At this time, astronomy was on the cusp of changing technologies. I was accustomed to using old-fashioned glass photographic plates—13 inches across and thin enough to be curved into the focal plane of the telescope. The light of stars was caught in the photographic emulsion on the plates, and the resulting complicated shapes of galaxies reminded me of insects preserved in amber.
But this sort of photography was dying out and being superseded by CCDs—electronic devices that created virtual images of the sky, and the precursors of today’s digital cameras.
So instead of fitting the plates into the telescope by hand while gazing out at the sky, observing in Chile meant sitting in a control room and operating the telescope remotely. Resulting images were displayed on computer screens. We saw the telescope only at the beginning of the night, when we were setting up, and at the end, when we shut everything down as the sun rose. During the night we didn’t even see the sky, because the control room—with its banks of computers that made it look like a low-rent starship Enterprise—had no windows.
After a few nights of this work, everything, not just my quasars, started to feel remote. The objects on the screen reminded me of ghosts, with no substance to them. Going outside helped somewhat—the stars looked so large and real I felt I could reach out and grab them—but in contrast the landscape was so empty I might as well have been on the moon. There was nothing to pull me back to earth.
I used to remind myself that I was there to work and nothing more. But I would long for the complexities of life, tedious British rain, and the screech of seagulls, even traffic jams started to have a certain nostalgic charm. As I sat in the control room, I would reread old newspapers, trying to keep faith with the world.
But at that I did not succeed. I know now that the desert wasn’t empty, that it had a t
errible secret; farther north from the observatory, in an even more remote part of the Andes, was an abandoned prison camp set up during the Pinochet regime, called Chacabuco. This was a place where political opponents of the regime were sent in the 1970s. Sometimes they died there. As the celebrated 2010 Chilean documentary Nostalgia for the Light shows, their relatives are still searching the desert for their remains.
Our telescopes had the power to detect candle flames many miles away, not to mention galaxies billions of light-years away. And yet they never turned toward the camp. They weren’t built to do that sort of observation.
Nor were we. The observatory that I visited in Chile is part of the European Southern Observatory. It’s one of the largest in the world and was first conceived of not long after World War II, partly as a way of bringing together former enemies and encouraging peaceful scientific endeavors. But our only political contribution was neutrality: we were supposed to keep our heads down and get on with our work. When I arrived, we were advised not to talk about politics with people in Chile.

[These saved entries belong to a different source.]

PR #1175, opened 2022-10-26
kpr: Improve k8s API server endpoint detection to handle Kind

YutaroHayakawa:
Please see the commit for more details.

### DIFF
--- a/install/autodetect.go
+++ b/install/autodetect.go
@@ -7,6 +7,7 @@ import (
 	"context"
 	"fmt"
 	"regexp"
+	"strconv"
 	"strings"
 
 	"github.com/cilium/cilium-cli/k8s"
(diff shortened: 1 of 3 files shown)


brb:
> This doesn't work in the Kind environment since the API server
endpoint on the config can only accessed through port-forwarding on the
host.

That's interesting. Are you running it on OS X? Asking, as on Linux no port-forwarding for kube-apiserver for Kind is required.

install/autodetect.go
```diff
@@ -187,6 +188,38 @@ func (k *K8sInstaller) autodetectKubeProxy(ctx context.Context) error {
 		}
 	}
 	apiServerHost, apiServerPort := k.client.GetAPIServerHostAndPort()
+	if k.flavor.Kind == k8s.KindKind {
+		k.Log("ℹ️ Detecting real kubernetes API server addr and port on Kind")
```
tommyp1ckles, line 192: nit: Kubernetes is a proper noun

tommyp1ckles:
lgtm but same question as @brb to make sure this isn't just compatible on one platform

YutaroHayakawa:
Nope, I'm using Linux with Docker. Yeah, agree. In theory, they don't need it, but in my environment they always setup port-forwarding.

```
$ kind --version
kind version 0.11.1
$ docker version
 Version:           20.10.18
 API version:       1.41
 Go version:        go1.18.6
 Git commit:        b40c2f6
 Built:             Thu Sep  8 23:11:45 2022
 OS/Arch:           linux/amd64
 Context:           default
 Experimental:      true

Server: Docker Engine - Community
 Engine:
  Version:          20.10.18
  API version:      1.41 (minimum version 1.12)
  Go version:       go1.18.6
  Git commit:       e42327a
  Built:            Thu Sep  8 23:09:37 2022
  OS/Arch:          linux/amd64
  Experimental:     false
 containerd:
  Version:          1.6.8
  GitCommit:        9cd3357b7fd7218e4aec3eae239db1f68a5a6ec6
 runc:
  Version:          1.1.4
  GitCommit:        v1.1.4-0-g5fd4c4d
 docker-init:
  Version:          0.19.0
  GitCommit:        de40ad0
```

```
$ docker ps
<...>
481d0dbae644   kindest/node:v1.21.1   "/usr/local/bin/entr…"   2 hours ago    Up 2 hours   127.0.0.1:34755->6443/tcp                              cluster1-control-plane
```

YutaroHayakawa:
Fixed the capitalization mentioned by Tom.

Wrt the port-forwarding stuff, even if we don't have port-forwarding, this detection mechanism should work in theory because the API server's address anyways matches the Endpoints of Kubernetes service. @brb @tommyp1ckles, Could you quickly test this on your environment? If it works, then we can move forward and merge it.

squeed:
You can get the "internal" kubeconfig just by running `kind get kubeconfig --name $CLUSTER_NAME --internal`. That will have the real apiserver domain name -- does that help?

brb (approved):
Tested. Works like a charm!

PR #378, opened 2023-02-17
Changes and Adds operator e2e tests

Alex-Izquierdo:
Refactor operator tests according to previous discussion to include multiple cases in the same rulebook to improve the execution time in addition to replace the run_playbook action in favor of echo. Makes shutdown delay configurable. Extended usecases. Implement pytest-match to be able to run the rest of the assertions of a given test even if some one fails. 

It alsfo fixes the dynaconf pkg, which was in requirements_lint instead of requirements_test

Closes https://issues.redhat.com/browse/AAP-8658


tests/e2e/test_operators.py
```diff
@@ -5,397 +5,454 @@
...
+    with check:
+        assert (
+            "Ruleset: Test relational operators rule: Finish"
+            " - test shutdown msg has initiated shutdown" in result.stdout
+        ), "Shutdown message failed"
+
+    assert len(result.stdout.splitlines()) == 21, "Unexpected output"
+
+
+def test_membership_operators(update_environment):
```
ttuffin, line 228: Missing e2e mark.

tests/e2e/test_operators.py
```diff
@@ -5,397 +5,454 @@
...
+                    for line in result.stdout.splitlines()
+                    if "test contains operator #1 passed" in line
+                ]
+            )
+            == 2
+        ), "contains operator failed"
+    assert len(result.stdout.splitlines()) == 27, "Unexpected output"
+
+
+def test_logical_operators(update_environment):
```
ttuffin, line 358: Missing e2e mark.

tests/e2e/test_operators.py
```diff
@@ -5,397 +5,454 @@
...
+    with check:
+        assert (
+            len(
+                [
+                    line
+                    for line in result.stdout.splitlines()
+                    if "test contains operator #1 passed" in line
+                ]
+            )
+            == 2
```
ttuffin, line 353: There are four rules for the "contains" operator, but only two are matching. The third is not matching because it's looking for 6.99, but the list contains 6.90. The fourth is trying to match an empty list with an empty string but this doesn't seem to work.

tests/e2e/files/rulebooks/operators/test_logical_operators.yml
```diff
@@ -0,0 +1,132 @@
...
+        echo:
+          message: "Test and operator #1 passes"
+
+    - name: Test or operator simple
+      condition: event.environment is regex(".*-prod(uction)?") or event.overload > 100
+      action:
+        echo:
+          message: "Test or operator #1 passes"
+
+    - name: Test and-or operator simple
```
ttuffin, line 106: From here onwards there are discrepancies between each rule name and the message that is echoed

tests/e2e/test_operators.py
```diff
@@ -5,397 +5,454 @@
...
+        assert (
+            len(
+                [
+                    line
+                    for line in result.stdout.splitlines()
+                    if "Test and-or operator #1 passes" in line
+                ]
+            )
+            == 1
+        ), "logical and-or operator failed"
```
ttuffin, line 422: Each and-or fail message should have more detail to outline which and-or test failed.

ttuffin (changes requested):

Alex-Izquierdo:
This was a old branch by mistake. Close it and create a new one with the final version

PR #380, opened 2023-02-20
Added ansible_eda_date_time to use in action arguments

mkanoor:
Added 2 new variables
* ansible_eda_date_time_local   - Stores Local time when the action ran
* ansible_eda_date_time_utc     - Stores UTC time when the action ran

This is similar to the **ansible_date_time** that is used in ansible-playbooks. In our use case it is generated for every action and stores the date time in local and UTC format in 2 different variables. This can be used in action args and also allows us to add a time component to internal events like set_fact and post_event actions.
e.g.

```
    - name: r3
      condition: event.url3 is regex("example\.com/others/foo")
      action:
        debug:
            first : "{{ ansible_eda_date_time_local.time }} regex works"
```

### DIFF
--- a/ansible_rulebook/eda_times.py
+++ b/ansible_rulebook/eda_times.py
@@ -1,0 +1,66 @@
+#  Copyright 2022 Red Hat, Inc.
+#
+#  Licensed under the Apache License, Version 2.0 (the "License");
+#  you may not use this file except in compliance with the License.
+#  You may obtain a copy of the License at
+#
+#      http://www.apache.org/licenses/LICENSE-2.0
+#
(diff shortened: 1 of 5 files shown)


mkanoor:
@ttuffin @Alex-Izquierdo Is there a way to allow for date_time in the variables field. It will be different for every run of an action so not sure if we can compare for exactness.

Alex-Izquierdo:
@mkanoor Is this new data populated within `ansible_eda` variable sent to playbooks? I think the name is confusing, because we agreed to not use "ansible_eda" word for variables inside rulebooks.

Alex-Izquierdo:
e2e tests fails because new data is printed in the debug action

PR #384, opened 2023-02-22
Add e2e tests for string search operators

ttuffin:
String search operators include search, match and regex (with negation)

### DIFF
--- a/tests/e2e/test_operators.py
+++ b/tests/e2e/test_operators.py
@@ -437,3 +437,116 @@ def test_logical_operators(update_environment):
             )
             == 4
         ), "Testcase #6 failed"
+
+
+@pytest.mark.e2e
+def test_string_match():
+    """
+    Execute a rulebook that performs match operations on a string
+    """
+
+    rulebook = (
+        utils.BASE_DATA_PATH / "rulebooks/operators/test_string_match.yml"
+    )
+    cmd = utils.Command(rulebook=rulebook)
+
+    LOGGER.info(f"Running command: {cmd}")
+    result = subprocess.run(
+        cmd,
+        timeout=DEFAULT_CMD_TIMEOUT,
+        capture_output=True,
+        cwd=utils.BASE_DATA_PATH,
+        text=True,
+    )
+
+    with check:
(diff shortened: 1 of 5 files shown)


mkanoor (approved):

tests/e2e/test_operators.py
```diff
@@ -437,3 +437,70 @@ def test_logical_operators(update_environment):
...
+        pytest.param(
+            "test_string_search_search.yml",
+            id="string_search_search",
+        ),
+        pytest.param(
+            "test_string_search_regex.yml",
+            id="string_search_regex",
+        ),
+    ],
+)
```
Alex-Izquierdo, line 459: Hi @ttuffin you are binding the assertion logic for three different rulebooks, If we need to modify or update some of these tests it would require a refactor splitting them instead of just adding or update the testcase, it doesn't make sense, for me is a bad use of the DRY principle. I think it should be three diferent tests or only one rulebook.

ttuffin: @Alex-Izquierdo actually the idea is that they _should_ be bound. My reasoning was that they all perform a similar operation (string search) using a different approach (match, search regex). Therefore I wanted to ensure they are fed the same dataset and get to the same end result via their respective approaches. If a test is added/removed/modified for one then the same should be done with the other two. I tried one rulebook but it was becoming unmaintainable. It does mean having to update three different rulebooks, but this will at least be enforced when the test fails to ensure they remain consistent. Splitting to three different tests will mean we could lose that consistency and they will diverge. If we find later on that is what we want, then they can easily be split out at that time?

Alex-Izquierdo: `match` has different behavior than `regex` or `search`, it must be decoupled.

ttuffin: Tests decoupled

ttuffin:
@Alex-Izquierdo @mkanoor pls review. The latest changes include:

- Decouple search and regex tests from match test
- Update one test each for search and match to use regex syntax
- Update docs to include note that regex syntax is supported in match and search.

Alex-Izquierdo (approved):

mkanoor (approved):

PR #387, opened 2023-02-23
AAP-8657 sanity test for multiple actions

Alex-Izquierdo:
- Add test case for multiple actions
- Inject shutdown after from global config
- Remove range plugin in favor of generic, ensure second ruleset ends as expected
- Asserts with pytest-check

Closes https://issues.redhat.com/browse/AAP-8657

### DIFF
--- a/tests/e2e/files/rulebooks/actions/test_actions_sanity.yml
+++ b/tests/e2e/files/rulebooks/actions/test_actions_sanity.yml
@@ -3,7 +3,8 @@
   hosts: all
   sources:
     - generic:
-        event_delay: 1
+        event_delay: "{{ DEFAULT_EVENT_DELAY }}"
+        shutdown_after: "{{ DEFAULT_SHUTDOWN_AFTER }}"
         payload:
           - action: "run_playbook"
           - action: "run_module"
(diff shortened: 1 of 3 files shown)


tests/e2e/files/rulebooks/actions/test_actions_sanity.yml
```diff
@@ -110,13 +112,27 @@
...
             msg: "Retracted fact in same ruleset, this should not be printed"
 
+    - name: Test multiple actions
+      condition: event.action == "multiple_actions"
+      actions:
+        - run_module:
+            name: ansible.builtin.debug
+            module_args:
+              msg: "Multiple action #1 triggered"
+        - debug:
```
ttuffin, line 122: @Alex-Izquierdo should we also test if the same action is used more than once? I.e. two separate debug actions.

Alex-Izquierdo: It's a *sanity* test. That case is already applied in your PR: https://github.com/ansible/ansible-rulebook/pull/375/files#diff-eafffb1901d6d199cb5a7a9823449471157c108b5f418525ca8e271ed32c0faaR18

ttuffin (approved):

mkanoor (approved):

PR #390, opened 2023-02-23
[AAP-7240] Validate is not defined in conditions

mkanoor:
https://issues.redhat.com/browse/AAP-7240
A condition cannot just contain is not defined
```
    - event.x is not defined
```
The above will raise a Validation Error

A valid use of is not defined is alongside an **and** condition
```
    - event.x is not defined and event.y == 5
```

### DIFF
--- a/ansible_rulebook/rules_parser.py
+++ b/ansible_rulebook/rules_parser.py
@@ -18,10 +18,16 @@ import ansible_rulebook.rule_types as rt
 from ansible_rulebook.condition_parser import (
     parse_condition as parse_condition_value,
 )
+from ansible_rulebook.condition_types import (
+    Condition,
+    Identifier,
+    OperatorExpression,
+)
 from ansible_rulebook.job_template_runner import job_template_runner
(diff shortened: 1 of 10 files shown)


ansible_rulebook/rules_parser.py
```diff
@@ -167,21 +173,50 @@ def parse_action(action: Dict) -> rt.Action:
...
         keys = list(condition.keys())
         if len(condition) == 1 and keys[0] in ["any", "all", "not_all"]:
             when = keys[0]
-            return rt.Condition(
+            cond = rt.Condition(
                 when,
                 [parse_condition_value(c) for c in condition[when]],
                 timeout,
             )
+            _validate(cond)
```
Alex-Izquierdo, line 189: I suggest to use a more self-descriptive name like `_validate_condition`

mkanoor:
Based on the discussion with @benthomasson this is working as designed and we should not impose restrictions suggested in this PR which breaks the retract fact

PR #396, opened 2023-02-28
[AAP-9186] Use NativeTemple in Jinja2 to preserve types

mkanoor:
https://issues.redhat.com/browse/AAP-9186

https://jinja.palletsprojects.com/en/3.0.x/nativetypes/ 

Jinja2 support native types if we use NativeTemplate instead of regular template. 
This helps us preserve the data type in action args and source args.

When using native template it uses ast.literal_eval to convert it to native type. This is problematic for us if we blindly send every string into Jinja to evaluate.

```
import ast
x = ast.literal_eval("78")
type(x)
<class 'int'>
```
As shown above it converts integers wrapped as strings into integers which will cause issues for us. So I only pass it to Jinja if the string has a {{ and }} otherwise we don't pass it into jinja for evaluation.

### DIFF
--- a/ansible_rulebook/util.py
+++ b/ansible_rulebook/util.py
@@ -26,6 +26,7 @@ from typing import Any, Dict, List, Union
 import ansible_runner
 import jinja2
 import yaml
+from jinja2.nativetypes import NativeTemplate
 from packaging import version
 
 logger = logging.getLogger(__name__)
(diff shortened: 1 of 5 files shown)


ansible_rulebook/util.py
```diff
@@ -39,9 +40,12 @@ def get_horizontal_rule(character):
 
 
 def render_string(value: str, context: Dict) -> str:
-    return jinja2.Template(value, undefined=jinja2.StrictUndefined).render(
-        context
-    )
+    if "{{" in value and "}}" in value:
```
mkanoor, line 43: This is to ensure that we don't get burnt by the ast.literal_eval which will convert the integer wrapped as a string to integer.
https://jinja.palletsprojects.com/en/3.0.x/nativetypes/#jinja2.nativetypes.NativeTemplate.render

ttuffin (approved):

I left the world of professional astronomy some time ago. In the years since, I have often thought of how astronomy is seen as a benign, unbiased science. Its sole function is to increase our understanding of how the universe works: astronomers receive and record, but they do not experiment or perturb. They are not tainted by any application to, say, energy development or military technologies. Astronomy is, essentially, a passive science.
I remember realizing when I was a student that I could make a measurement of an object in the sky, and how extraordinary that felt to me, as if it were a way of reaching out and connecting with something so far away. But maybe I found distant galaxies easier to understand than the people around me, and I wonder if my work became a substitute for any true connection. I still look to the edge of the universe, but I try to remember always to keep one eye focused here on earth.